Consequently, I never picked up this book. I hated the people who were reading it for class. I hated the people who were assigning it for their classes. I hated my job and I hated the area that I was living in. (I was, yes indeedy, a hater)

Obviously it wasn't the right time for me to read it.

My current boss (who is only occasionally a douchebag) is doing this huge self-help/life plan program, and from it, there is a major reading list. As I am a wee bit addicted to books, I immediately agreed, and when I started searching on Amazon for the reading list, "7 Habits" appeared on pretty much every single page. So I picked that one up too.

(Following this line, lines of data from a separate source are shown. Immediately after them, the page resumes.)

PR #374, opened 2024-06-21
transparency: pull OID constants from `const-oid`

tnytown:
Quick change to resolve a TODO: replace manually defined OIDs with their equivalents in `const-oid`.

CC @flavio


woodruffw (approved):

flavio (approved):
Cool!

PR #381, opened 2024-08-04
fix: Allow empty passwords for encrypted pem files

### LINKED ISSUE #380: Cannot load cosign generated key pairs with empty password
**Description**

I've been working on integrating this crate into my CLI program and I ran into a situation where pem files generated by the cosign tool with an empty password couldn't be loaded. 

```bash
COSIGN_PASSWORD="" COSIGN_YES="true" cosign generate-key-pair
```

I was getting `Failed to parse the key: Unsupported key type`, so I dug into why that was and found that the keys were being processed differently if the password had no length. Since the cosign CLI tool appears to allow the use of an empty password, then I believe that this should change to be in parity.

**Version**
0.9.0

gmpinder:
#### Summary

I've been working on integrating this crate into my CLI program and I ran into a situation where pem files generated by the cosign tool with an empty password couldn't be loaded. I was getting an invalid key type error, so I dug into why that was and found that the keys were being processed differently if the password had no length. Removing that constraint allowed my empty password cosign keys to be loaded properly. I'm hoping this change will be accepted so that this rust implementation is a bit closer to parity with the cosign cli tool.

Closes #380 

#### Release Note

- Allows the use of encrypted PEM files with an empty password to keep in parity with `cosign`
- Allows reading cosign generated encrypted pem files with a different scrypt N parameter

#### Documentation

N/A


gmpinder:
After doing some more testing, there seems to be another spot that's preventing this from working with empty password cosign generated keys. Working on figuring that out

gmpinder:
Ok so I found the other issue, there was apparently a hard check for the `N` param for the kdf encryption of the pem. I've removed it for now since cosign appears to use a value of 65536 which is what was causing the key to not be able to be read.

example test cosign pem:

```json
{"kdf":{"name":"scrypt","params":{"N":65536,"r":8,"p":1},"salt":"/67J9VwY8a6ravOCALfO1P3NGD4Xsk6/M9hNbaXC7+A="},"cipher":{"name":"nacl/secretbox","nonce":"/ht529R6XgnAFmUz/u4jyQTMeom4T6MT"},"ciphertext":"ZJYYk2GQaZgJtHzS0JtUnMhSnQWsnGpD3a5B23weYKodDo2dxUNexEIDp88FRC3jURM4b56EHEcnVUZaDL3cgfkN7Meeo18VYSvZmwI7XhRZs119G6yifi8HqZFbgI3mQwNv0EDp1DzL4wfIZ0pyP+xA/3lNy9myfRd6R3RhGHyIkz5QxxrvZ0uTvGTLNrgKHus/sSn+5ZKl/Q=="}
```

src/crypto/signing_key/kdf.rs
```diff
@@ -122,7 +122,7 @@ impl ScryptKDF {
     /// Check whether the given params is as the default,
     /// to avoid a DoS attack.
     fn check_params(&self) -> Result<()> {
-        match self.params.n == SCRYPT_N && self.params.r == SCRYPT_R && self.params.p == SCRYPT_P {
+        match self.params.r == SCRYPT_R && self.params.p == SCRYPT_P {
```
flavio, line 125: This change isn't related with the main topic of the PR, can you either: move it to a new dedicated PR or move it to a separate commit of this PR?

Moreover, I would prefer to leave the check in place, but update the value we have hard-coded to reflect the new params used by cosign.
I see they are defined [here](https://github.com/sigstore/sigstore-rs/blob/4c7bf8d28be494ab2b76a20c628c6ae63cc3b56b/src/crypto/signing_key/kdf.rs#L35-L42)

While doing that, can you also add a comment pointing to the origin of these values? (a link to the source file and line providing them).

Thanks!

flavio (changes requested):
I'm fine with the changes done to allow empty passwords.

@Xynnn007: would you mind taking a look too?

Xynnn007 (approved):
The logic looks good to me. I relooked inside the cosign code and behavior and ensure that if no password is given, still a encrypted privatekey will be given rather than a plaintext privatekey. The encryption key is derived from `""` with scrypt.

src/crypto/signing_key/kdf.rs
Xynnn007: Btw the current cosign code uses N=65536. See underlying code here https://github.com/secure-systems-lab/go-securesystemslib/blob/main/encrypted/encrypted.go#L206C63-L206C71

loosebazooka:
@woodruffw brought this up in the sigstore clients meeting today. Two points to consider here:
1. Empty password vs unencrypted: Empty password may lead to a assumption of stronger security
2. Should sigstore-rs even be generating long lived keys (and serializing them to PEM)? Should this instead be the job of another tool?

src/crypto/signing_key/kdf.rs
gmpinder: Sure, I can pull that change out into another PR

gmpinder: Another consideration. If I change the value entirely, previously generated PEM files would fail to get loaded. We could try instead having 2 constants and check for the current N value and the N value used by cosign.

gmpinder: Ok so figuring out how to make a new PR from the same fork was too much, so I just split them into 2 separate commits

gmpinder:
> (Thanks @loosebazooka! I forgot to comment on this earlier.)
> 
> > * Empty password vs unencrypted: Empty password may lead to a assumption of stronger security
> 
> To elaborate a bit more on this concern: IMO there's a security risk with enabling people to encrypt with the empty password, insofar as the "encrypted" version is indistinguishable from a version with an actual, strong password. In other words: a user who lacks a full picture of the system may assume that any PEM blob with the `BEGIN ENCRYPTED SIGSTORE PRIVATE KEY` tag is safe to leak/commit to a public source, without realizing that the encryption is effectively nonexistent.
> 
> I think the "fix" involves both `cosign` and `sigstore-rs`:
> 
> 1. It looks like `sigstore-rs` (and maybe `cosign` too?) generates key-bearing PEMs with the `ENCRYPTED` tag unconditionally, even when the private key isn't actually encrypted. When the key is actually unencrypted, the PEM tag probably shouldn't include that marker.
> 2. Rather than encrypting with an empty password (when an empty one is explicitly provided), IMO `sigstore-rs` and `cosign` should refuse the operation and fail.
> 
> (2) is arguably a slippery slope towards "weak" password/entropy testing, which is an anti-pattern. But IMO stopping at empty passwords is perfectly fine; that's the point of having a strong memory-hard hash function like `scrypt` 🙂 

What would happen to the users who have already generated a cosign key with an empty password? Would that just stop working all of a sudden? Would those users then have to create new keys and then update their users to know that they have a different key? I feel like changing that now could break compatibility with previous use cases.

woodruffw:
> What would happen to the users who have already generated a cosign key with an empty password?

There would definitely need to be a transition period here, at least for `cosign` (since AFAIK they follow strict SemVer). Maybe something like this:

1. Loading empty-password keys continues to work, with a warning, until the next major version (3.x), when it becomes a failure.
2. Generating empty-password keys becomes a hard error immediately, since `cosign generate-key-pair` is already allowed to fail as part of its invocation contract

For `sigstore-rs`, I don't think a transition period is needed: the project is still explicitly under active development and is not considered stable. 

Do you think that would accomodate your use case?

gmpinder:
> Do you think that would accomodate your use case?

Not really as we have hundreds of users of our system that has been relying on using those empty cosign passwords. I don't see why breaking user-space to remove something that `cosign` allows in the first place is a good idea. If the `cosign` team wants to make that breaking change, then so be it. Until then, I think `sigstore-rs` should at least accommodate the use-cases that `cosign` has created just so that interoperability can exist, because otherwise we will have to stop using this library altogether so that we don't break our user's builds.

Xynnn007:
For compatibility, we probably can judge the reading logic of the keys by pem header, s.t.

1. if the private key starts with `SIGSTORE ...` and no password is given, will use empty password to derive key to decrypt
2. if the private key starts with `PRIVATE ...` and no password is given, it will be treated as a plaintext key
3. if the private key starts with `SIGSTORE ...` and some password is given, will use the password to derive key to decrypt
4. if the private key starts with `PRIVATE ...` and some password is given, will raise an error to show that the key is not encrypted.

case 2is for compability

gmpinder:
Any update on whether this will be merged in?

src/crypto/signing_key/ecdsa/ec.rs
```diff
@@ -153,6 +153,7 @@ where
                 let ec_seckey = SecretKey::<C>::from_sec1_der(pkcs8.private_key)?;
                 Self::from_private_key(ec_seckey)
             }
+            PRIVATE_KEY_PEM_LABEL if password.is_empty() => Self::from_pem(private_key),
```
Xynnn007, line 156: We'd better add another case for `PRIVATE_KEY_PEM_LABEL if !password.is_empty()` to explicitly show the error. Or it will fall on `Unsupported pem tag {PRIVATE_KEY_PEM_LABEL}`

src/crypto/signing_key/ecdsa/ec.rs
```diff
@@ -405,6 +417,19 @@ mod tests {
         );
     }
 
+    /// This test will try to read an encrypted ecdsa
+    /// private key file, which is generated by `sigstore`.
+    #[test]
+    fn ecdsa_from_encrypted_pem_cosign_empty_password() {
```
Xynnn007, line 423: We might combined this case with `ecdsa_from_encrypted_pem` using `rstest`, s.t.
```rust
#[rstest]
#[case("tests/data/keys/ecdsa_encrypted_private.key", PASSWORD)]
#[case::empty_password("tests/data/keys/cosign_generated_encrypted_empty_private.key", EMPTY_PASSWORD)]
fn ecdsa_from_encrypted_pem(#[case] keypath: &str, #[case] password: &str) {
...
}
```

This would help to keep the tests more dry

src/crypto/signing_key/ecdsa/ec.rs
```diff
@@ -418,6 +443,19 @@ mod tests {
         );
     }
 
+    /// This test will try to encrypt a ecdsa keypair and
+    /// return the pem-encoded contents.
+    #[test]
+    fn ecdsa_to_encrypted_pem_empty_password() {
```
Xynnn007, line 449: ditto with `ecdsa_to_and_from_encrypted_pem`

Excellent decision. I chose to read it first. It has taken me, probably three weeks to read it. I have ordered (with my boss' blessing) "The 8th Habit" and will read that shortly.

Every single page I found something that made me put the book down for a couple of minutes and think about it. I already know that I'm going to have to re-read this at some point in the near future. I would say this is required reading for humanity, but my father would have been the exception to that rule.

Basically, this book will teach you about effective ways to be a compassionate, kind, enjoyable human being. It will teach you about personal responsibility (personal as in to your self, and to others). It will teach you how to be a better parent, employee, spouse, daughter, or boss.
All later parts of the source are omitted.